How is it not safe? 

#2.
That's absolutely ridiculous. Dogs are completely different from humans. 

#3.
Did you ever find out why or how they died? Or was it just automatically blamed on raw?

#4.
All I know is in the past week or two since Spike has been off of kibble he's done a complete 180. Same with everyone who feeds PMR.

#5.
Just because an animal has been domesticated does not mean their dietary needs change.


Feeding kibble in addition to raw is generally not recommended. They have very different digestion rates.

As far as gross factor, I am a vegetarian. I was very grossed out about the idea of it but did it anyways. He's my dog and my responsibility. It's not fair for him just because I don't want to touch the meat. I wore gloves in the beginning. Now I handle it bare-handed. I don't have a problem with it anymore. Now organs, on the other hand, I don't think I will ever touch bare-handed.


----------



## Mia (Oct 4, 2010)

Just because humans can't doesnt mean dogs can't. Dogs, wolves etc are a breed of their own. I guess that's where humans are at fault. We relate to dogs, as humans not as dogs. 
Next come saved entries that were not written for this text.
PR #503, opened 2017-06-14
Adds compile option to configuration

rossta:
This change introduces a new configuration option for enabling lazy compilation via `config/webpacker.yml`. 

Along with #502, this would allow for running a webpack-dev-server process in the test environment instead of enforcing compilation to the `public` directory. The fallback for a missing `compile` key keeps the default lazy-compilation behavior intact.

The `compile` key name borrows from the `assets.compile` option for the asset pipeline.

### DIFF
--- a/CHANGELOG.md
+++ b/CHANGELOG.md
@@ -1,5 +1,20 @@
-## [2.0] - 2017-05-24
+## Unreleased
 
+### Fixed
+- Update `webpack-dev-server.tt` to respect RAILS_ENV and NODE_ENV values [#502](https://github.com/rails/webpacker/issues/502)
+
+### Breaking changes
+- Add `compile_missing_packs` option to `config/webpacker.yml` for configuring lazy compilation of packs when not found [#503](https://github.com/rails/webpacker/pull/503). To enable expected behavior for defaults and production, update `config/webpacker.yml`:
+
+  ```yaml
+    default: &default
+      compile_missing_packs: true
+
+    production:
+      compile_missing_packs: false
+  ```
+
+## [2.0] - 2017-05-24
 
 ### Fixed
 - Update `.babelrc` to fix compilation issues - [#306](https://github.com/rails/webpacker/issues/306)
--- a/lib/install/config/webpacker.yml
+++ b/lib/install/config/webpacker.yml
@@ -4,7 +4,7 @@ default: &default
   source_path: app/javascript
   source_entry_path: packs
   public_output_path: packs
-  compile_missing_packs: false
+  compile_missing_packs: true
 
   extensions:
     - .coffee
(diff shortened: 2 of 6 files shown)


javan:
+1 to making this configurable

> this would allow for running a webpack-dev-server process in the test environment instead of enforcing compilation to the public directory

Wouldn't running `webpack-dev-server` prevent lazy compiling on its own since it updates manifest.json? `compile_and_find!(name)` is only called when there's no entry in the manifest.

lib/install/config/webpacker.yml
```diff
@@ -4,6 +4,7 @@ default: &default
   source_path: app/javascript
   source_entry_path: packs
   public_output_path: packs
+  compile: false
```
javan: WDYT about flipping this around? Make it `true` by default and `false` in production.

lib/webpacker/configuration.rb
```diff
@@ -36,6 +36,10 @@ def source
       fetch(:source_path)
     end
 
+    def compile?
+      fetch(:compile).nil? ? Webpacker.env.test? : fetch(:compile)
```
javan: I'd drop the `Webpacker.env.test?` default condition and just use the configuration option.

lib/install/config/webpacker.yml
javan: Since compilation only happens when packs are missing (vs. stale), the name `compile` doesn't feel quite right. Perhaps something more descriptive like `compile_missing_packs`?

rossta:
@javan Thanks for the feedback.

> Wouldn't running webpack-dev-server prevent lazy compiling on its own since it updates manifest.json? 

You're right—it would've been more accurate for me to say the "lookup and compile if not found" behavior is only possible in `Webpacker.env.test` prior to these changes.

lib/install/config/webpacker.yml
rossta: 👍 Flipping the values and making the name more descriptive both sound like good changes.

lib/webpacker/configuration.rb
rossta: One concern is for folks upgrading for whom the `compile_missing_packs` entry would be missing... in this case, they would have to add in the values to get the expected behavior back in `test`. Should we add a warning or upgrade note in README?

gauravtiwari: @rossta Yes please 👍  add it to Chagelog and highlight if it's a breaking change

CHANGELOG.md
```diff
@@ -1,5 +1,20 @@
-## [2.0] - 2017-05-24
+## Unreleased
+
+### Fixed
+- Update `webpack-dev-server.tt` to respect RAILS_ENV and NODE_ENV values [#502](https://github.com/rails/webpacker/issues/502)
```
javan: Is this entry related to a change in this PR?

rossta: Loosely. It was a necessary change along with this PR for the ability to run the webpack-dev-server in test. Would you prefer a separate PR for this entry?

javan:
Thank you!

Think of this. Way before any of our time they never had kibble. They didn't have fifty different commercial food brands, chemicals, perservatives, all that. Dogs had what we had, or they got given raw. 

Long term effects, alot of testimonials are posted all through the net about how much of a difference PMR makes. Live longer, healthier, more active, not overweight, no odor, no tartar, less poop, more attention (focussed on you instead of being hungry), PMR is def less money for us, fur is softer/shiny, no issues with fleas, shedding reduces. How can it not be a good thing when you see benefits pop out. It means the body and food are cooperating. The dogs are in sync with what they should have been fed all along. 
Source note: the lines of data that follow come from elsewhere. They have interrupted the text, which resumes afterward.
PR #528, opened 2017-06-22
Add a missing \ to angular.js

ytbryan:
Is this necessary? Seen this in other .js files


gauravtiwari:
Yepp, for escaping forward slashes 👍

I always say never say never, because there is always....hope. :smile: Rule out the questions, find the facts, then decide.

I was one of those yeah right uhmmm PMR? I honestly am so glad I switched.


----------



## SerenityFL (Sep 28, 2010)

There is no scientific data to PROVE that raw is good or bad except for the thousands of years that wolves have eaten raw food. There’s also the debate that dogs are omnivores, not carnivores. Everyone agrees that cats are carnivores but no one can agree on dogs. Science shows us dogs are carnivores and frankly, The Smithsonian Institute describes them as carnivores so, that’s where I stand.
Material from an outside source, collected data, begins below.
PR #583, opened 2017-07-22
Throw an exception if NODE_ENV is not set when running webpack

soundasleep:
On a brand new install, if NODE_ENV is not already set, then 
running `bin/webpack` will fail with an obscure error message:

```
  path: resolve('public', settings.public_output_path),
                                  ^

TypeError: Cannot read property 'public_output_path' of undefined
    at Object.<anonymous> (.../config/webpack/configuration.js:26:35)
```

Since someone will never be able to run webpack without NODE_ENV set,
it makes sense to give the developer a message to help them debug.

### DIFF
--- a/lib/install/config/webpack/configuration.js
+++ b/lib/install/config/webpack/configuration.js
@@ -22,6 +22,10 @@ function formatPublicPath(host = '', path = '') {
   return `${formattedHost}/${formattedPath}/`
 }
 
+if (typeof env.NODE_ENV == 'undefined') {
+  throw "Cannot start webpack: ENV[NODE_ENV] not set." 
+}
+
 const output = {
   path: resolve('public', settings.public_output_path),
   publicPath: formatPublicPath(env.ASSET_HOST, settings.public_output_path)


gauravtiwari:
@soundasleep Thanks for this but we already set this inside binstub - https://github.com/rails/webpacker/blob/master/lib/install/bin/webpack.tt#L10

soundasleep:
I realised that later... I was having issues with yarn not playing nicely on Windows (it was trying to execute using the wrong path separators), so was having to run webpack manually, which caused this. Happy to close :)

gauravtiwari:
@soundasleep Could you please help me debug that? It seems that many people are having same problem on windows but I don't have access to a windows machine.

soundasleep:
Absolutely! I'd be happy to help, what would you like me to do? Here's some of my history:

You can't run something with a forward slash in Windows:

```
C:\path>bin/webpack
'bin' is not recognized as an internal or external command,
operable program or batch file.
```

So, I used backslash. But because it isn't a .bat or .cmd file, Windows doesn't read the first line of the script as the interpreter to use:

```
C:\path>bin\webpack
'bin\webpack' is not recognized as an internal or external command,
operable program or batch file.
```

So I then started passing along the script to Ruby. But then the path separator thing started occurring:

```
C:\path>ruby bin\webpack
yarn run v0.27.5
warning package.json: No license field
$ "C:\path\node_modules\.bin\webpack" "--config" "C:/path/config/webpack/development.js"
The filename, directory name, or volume label syntax is incorrect.
error Command failed with exit code 1.
info Visit https://yarnpkg.com/en/docs/cli/run for documentation about this command.
```

What I've done, in the meantime as a workaround, is the following in my `bin/webpack`:

```ruby
# ... etc

newenv  = { "NODE_PATH" => NODE_MODULES_PATH.shellescape }
if Gem.win_platform?
  cmdline = ["#{NODE_MODULES_PATH}/.bin/webpack", "--config", WEBPACK_CONFIG] + ARGV
else
  cmdline = ["yarn", "run", "webpack", "--", "--config", WEBPACK_CONFIG] + ARGV
end

Dir.chdir(APP_PATH) do
  exec newenv, *cmdline
end
```

It seems like it's an issue with yarn.

gauravtiwari:
Thank you so much. This is great 👍  🍰 

Perhaps, you wanna make a PR with your solution until yarn is fixed. I saw many issues raised with same problem. Does the solution works with foreman too?

gauravtiwari:
I guess we will also need to document the README to add `ruby` prefix when running these binstubs on windows

soundasleep:
How's this? ^_^ https://github.com/rails/webpacker/pull/584

gauravtiwari:
closing in favour of #584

My dogs are on week three of their raw diet. Already their eyes are even shinier and brighter than before...which is saying something considering they are puppies. They do. not. smell. There is NO doggy odor. None. I picked them up, I smelled all around them. There is no smell. Their...deposits are fewer and smaller because they are actually utilizing the food better. Their teeth I can’t really comment on yet because puppies usually have white teeth anyway but we’ll see what happens as they grow in adulthood.

They are happy, well fed and frankly, a lot calmer than before. Sure, they still get lively and playful, they’re puppies, but they aren’t as out of control as before. 

Now, about the food. They get a lot of chicken, WITH bones, yes. As long as the bones are NOT cooked, they will not splinter. It’s the cooked bones that become softer and splinter in their mouths. The only thing to make sure is that they don’t inhale the bone, that they chew it. My dogs chew. (By the way, this diet is so much better for their jaw muscles, they get a major work out.) They will get beef with bone, (nothing weight bearing, the bones can break their teeth), turkey drumsticks, turkey necks, gizzards, livers, kidney, lamb, ribs, eggs, some fish, just to name a handful.

All of it will be raw.

“But what about salmonella? Ecoli? Bacteria?”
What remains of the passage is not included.